De Nicolás de Cárdenas sur ACI Prensa via EWTN News :
La vie héroïque du biographe papal Vittorio Messori
L'éditeur des éditions espagnoles des livres de Messori a partagé dans une interview accordée à ACI Prensa quelques éclairages essentiels sur l'œuvre et la vie de Messori, notamment le secret de son amour héroïque pour l'Église.
14 avril 2026
L’éditeur hispanophone de l’écrivain et apologiste italien Vittorio Messori, décédé le Vendredi saint dernier , a révélé les clés du succès littéraire de l’écrivain italien et le secret d’une vie héroïque vécue par amour pour l’Église.
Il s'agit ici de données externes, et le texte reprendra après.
PR #2998, opened 2021-07-16
Remove Trim Mark Comparison in StreamAddressSpace.addAddress

annym:
## Overview

Description:

- Due to underlying bug in server reset: data wipe + data transfer
(data seems to be available for scan and address spaces are populated
before data transfer starts).

Why should this be merged: unblock Corfu merge (still to be brought back and fix underlying bug)

- [x] Public API has Javadoc

### DIFF
--- a/runtime/src/main/java/org/corfudb/runtime/view/stream/StreamAddressSpace.java
+++ b/runtime/src/main/java/org/corfudb/runtime/view/stream/StreamAddressSpace.java
@@ -141,7 +141,13 @@ final public class StreamAddressSpace {
      * @param address address to add.
      */
     public void addAddress(long address) {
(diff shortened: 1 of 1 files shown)


hisundar (approved):

runtime/src/main/java/org/corfudb/runtime/view/stream/StreamAddressSpace.java
```diff
@@ -141,7 +141,10 @@ private long getFirst() {
      * @param address address to add.
      */
     public void addAddress(long address) {
-        if (address <= this.trimMark || Address.nonAddress(address)) {
```
hisundar, line 144: should we log instead so we know when it is happening and the address that appears in the trim mark to help debug?

Lujie1996 (approved):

La relation entre l’éditeur Álex del Rosal et Messori, l’un des écrivains catholiques les plus célèbres du dernier demi-siècle, a débuté en 1993, lorsque la maison d’édition Planeta a adopté l’idée de del Rosal de lancer « Planeta Testimonio ».
L’idée était de rassembler des livres catholiques proposant « des thèmes et des auteurs captivants qui plairaient à tous, de l’étudiant au commerçant en passant par le chauffeur de taxi », a déclaré del Rosal dans une interview accordée à ACI Prensa, le service frère hispanophone d’EWTN News.
Dans cette optique, del Rosal contacta Messori et lui proposa de compiler ses articles de la chronique « Vivaio » du journal Avvenire en un livre. Dans cette chronique, Messori défendait souvent l’Église catholique. Il en résulta le best-seller « Légendes noires de l’Église ».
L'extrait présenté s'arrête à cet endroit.